When/if this needs to handle more capacity, I'll add a Dockerfile and maybe
deploy to Cloud Run or whatever.
- Make it easy to train and run multiple labels (implemented with the YAML configuration)
- When serving the model with the API endpoint, allow the user to specify an URL instead of having to POST the image
- Store the performance of each model with tensorboard for easier comparison
- Compare performance of the model with larger input layers (I wonder if the current resolution of 224x224 might be too low to pick up very faint features?)
- Check performance when running the model on e.g. a "left crop" and "right crop" of the image (currently we do a resize+pad, so a large portion of the input field isn't used)
- Check performance with other architectures (I tried a bunch of variations already, but that was ad-hoc; I need to re-run formal tests with tensorboard)
- Try with a different learning rate schedule (i.e. lower the learning rate when the loss stagnates, which it seems to do after just 2-3 epochs anyway)
- Check if data augmentation helps (I made the assumption that it wouldn't be a game changer since all postcards are already in a very specific format and orientation, but I need to validate it)
- Figure out if it would be beneficial to switch to tf.data.Dataset (and how). It looks like it should be "the right thing to do", and it looks like it would have the potential to e.g. automatically convert the JPEG images to tensors in parallel and cache the results, but I found the documentation extremely unclear, and my experiments gave me totally obscure tracebacks.
My initial implementation would load all the images, then build a stacked tensor with all the images. It worked, but of course, when I started working on a bigger training set, I ran out of VRAM. I tried to see if there was some way to build the stacked tensor efficiently (e.g. by having the stacked tensor reference the individual tensor images?) but it looks like this is not possible (I'm not sure though).
I thought that loading the images to VRAM at each epoch would be bad for performance, so I decided to try the following approach:
- Compute exactly how much VRAM is available for my training set.
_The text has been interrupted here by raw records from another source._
PR #811, opened 2024-09-23
[1.0.2] Prevent sync ahead in irreversible mode

### LINKED ISSUE #789: Add test that net_plugin does not sync ahead beyond limit
`net_plugin` is constrained not to sync ahead of `sync-fetch-span*2-1`, add a test that verifies this behavior.

heifner:
Issue #789 was to create a test that verifies #777. The new test exposed an issue with the current implementation that would allow it to sync ahead too far when blocks have not made it to the fork database yet. Includes a fix that verifies fork database has the block being evaluated before considering syncing ahead.

Failing test before fix: https://github.com/AntelopeIO/spring/actions/runs/11002592099

Resolves #789

### DIFF
--- a/plugins/net_plugin/net_plugin.cpp
+++ b/plugins/net_plugin/net_plugin.cpp
@@ -2192,15 +2192,15 @@ namespace eosio {
          controller& cc = my_impl->chain_plug->chain();
          if (cc.get_read_mode() == db_read_mode::IRREVERSIBLE) {
             auto forkdb_head = cc.fork_db_head();
-            if (forkdb_head.block_num() >= blk_num) {
-               auto calculated_lib = forkdb_head.irreversible_blocknum();
-               auto num_blocks_that_can_be_applied = calculated_lib > head_num ? calculated_lib - head_num : 0;
-               if (num_blocks_that_can_be_applied < sync_fetch_span) {
-                  if (head_num )
-                     fc_ilog(logger, "sync ahead allowed past sync-fetch-span ${sp}, block ${bn} for paused LIB ${l}, chain_lib ${cl}, forkdb size ${s}",
-                             ("bn", blk_num)("sp", sync_fetch_span)("l", calculated_lib)("cl", head_num)("s", cc.fork_db_size()));
-                  return true;
-               }
+            auto calculated_lib = forkdb_head.irreversible_blocknum();
+            auto num_blocks_that_can_be_applied = calculated_lib > head_num ? calculated_lib - head_num : 0;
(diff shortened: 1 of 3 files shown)


plugins/net_plugin/net_plugin.cpp
```diff
@@ -2192,13 +2192,15 @@ namespace eosio {
...
-            auto num_blocks_that_can_be_applied = calculated_lib > head_num ? calculated_lib - head_num : 0;
-            if (num_blocks_that_can_be_applied < sync_fetch_span) {
-               if (head_num )
-               fc_ilog(logger, "sync ahead allowed past sync-fetch-span ${sp}, block ${bn} for paused LIB ${l}, chain_lib ${cl}, forkdb size ${s}",
-                       ("bn", blk_num)("sp", sync_fetch_span)("l", calculated_lib)("cl", head_num)("s", cc.fork_db_size()));
-               return true;
+            if (forkdb_head.block_num() >= blk_num) {
+               auto calculated_lib = forkdb_head.irreversible_blocknum();
+               auto num_blocks_that_can_be_applied = calculated_lib > head_num ? calculated_lib - head_num : 0;
+               if (num_blocks_that_can_be_applied < sync_fetch_span) {
```
greg7mdp, line 2198: I wonder is the test at line 2195 is not too strict. If this function is always evaluated before the last received block is added to fork_db, might we never return true?

Instead, what about the following change:
```suggestion
               auto num_blocks_that_can_be_applied = calculated_lib > head_num ? calculated_lib - head_num : 0;
               
               // add the blocks that can potentially be applied because they are not in fork_db yet
               num_blocks_that_can_be_applied += blk_num > forkdb_head.block_num() ? blk_num - forkdb_head.block_num() : 0;
               
               if (num_blocks_that_can_be_applied < sync_fetch_span) {
```

heifner: I like that, thanks.

heifner: Done

greg7mdp (approved):

tests/TestHarness/Node.py
```diff
@@ -687,6 +687,27 @@ def findInLog(self, searchStr):
                         return True
         return False
 
+    def linesInLog(self, searchStr):
```
linh2931, line 690: Like those two common functions are defined here.

linh2931 (approved):

ericpassmore:
Note:start
category: Other
component: P2P
summary: Prevent sync ahead in irreversible mode.
Note:end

- Compute how many images would fit in VRAM.
- Crop the training set (reduce the number of images) so that it fits in that available VRAM.
- Load image tensors in CPU memory.
- Build the giant tensor in CPU memory.
- Then move it to GPU memory and train the model.
It turns out that after implementing all these steps, I realized that I didn't need to crop the training set anymore. For some reason, at training time, Tensorflow is able to pull only bits of the training set into GPU VRAM (probably one mini-batch at a time).
"Interestingly", I haven't been able to figure out how much VRAM was available
to Tensorflow from Tensorflow itself. I can see it with tools like nvidia-smi
,
and when Tensorflow initializes the GPU, it shows the GPU VRAM size; so it
definitely has that information - but I couldn't find how to access it.